__Task objective__.
Set down the data again in full, keeping every line exactly as it is.
----------
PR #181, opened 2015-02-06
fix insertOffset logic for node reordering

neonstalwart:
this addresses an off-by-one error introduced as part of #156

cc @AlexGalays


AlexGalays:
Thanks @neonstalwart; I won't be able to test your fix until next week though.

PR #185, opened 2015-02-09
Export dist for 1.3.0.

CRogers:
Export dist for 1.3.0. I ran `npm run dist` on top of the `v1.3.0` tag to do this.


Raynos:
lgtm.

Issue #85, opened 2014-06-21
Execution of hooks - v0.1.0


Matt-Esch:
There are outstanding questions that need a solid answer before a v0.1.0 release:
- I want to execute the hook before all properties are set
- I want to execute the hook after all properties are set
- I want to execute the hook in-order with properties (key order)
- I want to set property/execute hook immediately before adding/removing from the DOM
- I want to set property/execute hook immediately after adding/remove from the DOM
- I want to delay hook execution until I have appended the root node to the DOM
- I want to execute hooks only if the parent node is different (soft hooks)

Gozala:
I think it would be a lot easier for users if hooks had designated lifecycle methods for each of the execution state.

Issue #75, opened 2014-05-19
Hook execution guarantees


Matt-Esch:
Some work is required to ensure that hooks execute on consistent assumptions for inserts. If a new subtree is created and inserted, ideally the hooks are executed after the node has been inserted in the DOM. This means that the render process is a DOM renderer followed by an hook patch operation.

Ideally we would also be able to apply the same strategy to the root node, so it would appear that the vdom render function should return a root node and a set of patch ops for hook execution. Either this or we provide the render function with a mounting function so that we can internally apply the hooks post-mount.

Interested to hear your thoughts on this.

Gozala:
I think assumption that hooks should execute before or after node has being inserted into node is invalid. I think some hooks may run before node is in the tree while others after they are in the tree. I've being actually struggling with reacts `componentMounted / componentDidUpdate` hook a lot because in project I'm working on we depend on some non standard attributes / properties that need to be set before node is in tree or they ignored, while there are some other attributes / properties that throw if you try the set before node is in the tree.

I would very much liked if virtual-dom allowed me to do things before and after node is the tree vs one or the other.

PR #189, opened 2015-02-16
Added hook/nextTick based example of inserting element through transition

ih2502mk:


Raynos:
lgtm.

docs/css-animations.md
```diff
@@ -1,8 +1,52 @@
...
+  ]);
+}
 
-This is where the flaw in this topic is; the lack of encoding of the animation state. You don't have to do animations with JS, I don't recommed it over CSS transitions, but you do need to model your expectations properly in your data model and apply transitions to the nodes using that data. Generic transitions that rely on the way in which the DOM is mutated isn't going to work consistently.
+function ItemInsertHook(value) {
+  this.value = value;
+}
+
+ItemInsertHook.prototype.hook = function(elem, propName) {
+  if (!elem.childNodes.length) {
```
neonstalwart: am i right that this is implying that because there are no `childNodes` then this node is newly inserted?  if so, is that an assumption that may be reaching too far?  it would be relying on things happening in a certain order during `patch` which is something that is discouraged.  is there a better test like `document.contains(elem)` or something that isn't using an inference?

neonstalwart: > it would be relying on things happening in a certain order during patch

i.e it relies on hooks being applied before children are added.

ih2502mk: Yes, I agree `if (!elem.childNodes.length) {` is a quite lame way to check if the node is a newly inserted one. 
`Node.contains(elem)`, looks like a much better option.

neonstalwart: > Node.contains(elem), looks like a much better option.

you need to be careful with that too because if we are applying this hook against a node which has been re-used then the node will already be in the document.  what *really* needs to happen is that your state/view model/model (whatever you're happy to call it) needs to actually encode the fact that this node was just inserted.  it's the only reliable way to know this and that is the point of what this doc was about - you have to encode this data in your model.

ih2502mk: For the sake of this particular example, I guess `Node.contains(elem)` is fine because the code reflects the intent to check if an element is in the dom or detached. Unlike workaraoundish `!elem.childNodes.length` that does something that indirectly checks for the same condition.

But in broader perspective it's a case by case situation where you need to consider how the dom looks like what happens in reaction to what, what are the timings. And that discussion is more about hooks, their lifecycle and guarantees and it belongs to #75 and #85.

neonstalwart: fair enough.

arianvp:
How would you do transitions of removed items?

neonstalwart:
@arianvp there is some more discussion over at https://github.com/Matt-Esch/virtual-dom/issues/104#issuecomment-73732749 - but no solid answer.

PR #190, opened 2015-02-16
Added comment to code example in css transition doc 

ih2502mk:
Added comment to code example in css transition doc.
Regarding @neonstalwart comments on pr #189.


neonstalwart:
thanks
----------
__Exercise result__.
PR #181, opened 2015-02-06
fix insertOffset logic for node reordering

neonstalwart:
this addresses an off-by-one error introduced as part of #156

cc @AlexGalays


AlexGalays:
Thanks @neonstalwart; I won't be able to test your fix until next week though.

PR #185, opened 2015-02-09
Export dist for 1.3.0.

CRogers:
Export dist for 1.3.0. I ran `npm run dist` on top of the `v1.3.0` tag to do this.


Raynos:
lgtm.

Issue #85, opened 2014-06-21
Execution of hooks - v0.1.0


Matt-Esch:
There are outstanding questions that need a solid answer before a v0.1.0 release:
- I want to execute the hook before all properties are set
- I want to execute the hook after all properties are set
- I want to execute the hook in-order with properties (key order)
- I want to set property/execute hook immediately before adding/removing from the DOM
- I want to set property/execute hook immediately after adding/remove from the DOM
- I want to delay hook execution until I have appended the root node to the DOM
- I want to execute hooks only if the parent node is different (soft hooks)

Gozala:
I think it would be a lot easier for users if hooks had designated lifecycle methods for each of the execution state.

Issue #75, opened 2014-05-19
Hook execution guarantees


Matt-Esch:
Some work is required to ensure that hooks execute on consistent assumptions for inserts. If a new subtree is created and inserted, ideally the hooks are executed after the node has been inserted in the DOM. This means that the render process is a DOM renderer followed by an hook patch operation.

Ideally we would also be able to apply the same strategy to the root node, so it would appear that the vdom render function should return a root node and a set of patch ops for hook execution. Either this or we provide the render function with a mounting function so that we can internally apply the hooks post-mount.

Interested to hear your thoughts on this.

Gozala:
I think assumption that hooks should execute before or after node has being inserted into node is invalid. I think some hooks may run before node is in the tree while others after they are in the tree. I've being actually struggling with reacts `componentMounted / componentDidUpdate` hook a lot because in project I'm working on we depend on some non standard attributes / properties that need to be set before node is in tree or they ignored, while there are some other attributes / properties that throw if you try the set before node is in the tree.

I would very much liked if virtual-dom allowed me to do things before and after node is the tree vs one or the other.

PR #189, opened 2015-02-16
Added hook/nextTick based example of inserting element through transition

ih2502mk:


Raynos:
lgtm.

docs/css-animations.md
```diff
@@ -1,8 +1,52 @@
...
+  ]);
+}
 
-This is where the flaw in this topic is; the lack of encoding of the animation state. You don't have to do animations with JS, I don't recommed it over CSS transitions, but you do need to model your expectations properly in your data model and apply transitions to the nodes using that data. Generic transitions that rely on the way in which the DOM is mutated isn't going to work consistently.
+function ItemInsertHook(value) {
+  this.value = value;
+}
+
+ItemInsertHook.prototype.hook = function(elem, propName) {
+  if (!elem.childNodes.length) {
```
neonstalwart: am i right that this is implying that because there are no `childNodes` then this node is newly inserted?  if so, is that an assumption that may be reaching too far?  it would be relying on things happening in a certain order during `patch` which is something that is discouraged.  is there a better test like `document.contains(elem)` or something that isn't using an inference?

neonstalwart: > it would be relying on things happening in a certain order during patch

i.e it relies on hooks being applied before children are added.

ih2502mk: Yes, I agree `if (!elem.childNodes.length) {` is a quite lame way to check if the node is a newly inserted one. 
`Node.contains(elem)`, looks like a much better option.

neonstalwart: > Node.contains(elem), looks like a much better option.

you need to be careful with that too because if we are applying this hook against a node which has been re-used then the node will already be in the document.  what *really* needs to happen is that your state/view model/model (whatever you're happy to call it) needs to actually encode the fact that this node was just inserted.  it's the only reliable way to know this and that is the point of what this doc was about - you have to encode this data in your model.

ih2502mk: For the sake of this particular example, I guess `Node.contains(elem)` is fine because the code reflects the intent to check if an element is in the dom or detached. Unlike workaraoundish `!elem.childNodes.length` that does something that indirectly checks for the same condition.

But in broader perspective it's a case by case situation where you need to consider how the dom looks like what happens in reaction to what, what are the timings. And that discussion is more about hooks, their lifecycle and guarantees and it belongs to #75 and #85.

neonstalwart: fair enough.

arianvp:
How would you do transitions of removed items?

neonstalwart:
@arianvp there is some more discussion over at https://github.com/Matt-Esch/virtual-dom/issues/104#issuecomment-73732749 - but no solid answer.

PR #190, opened 2015-02-16
Added comment to code example in css transition doc 

ih2502mk:
Added comment to code example in css transition doc.
Regarding @neonstalwart comments on pr #189.


neonstalwart:
thanks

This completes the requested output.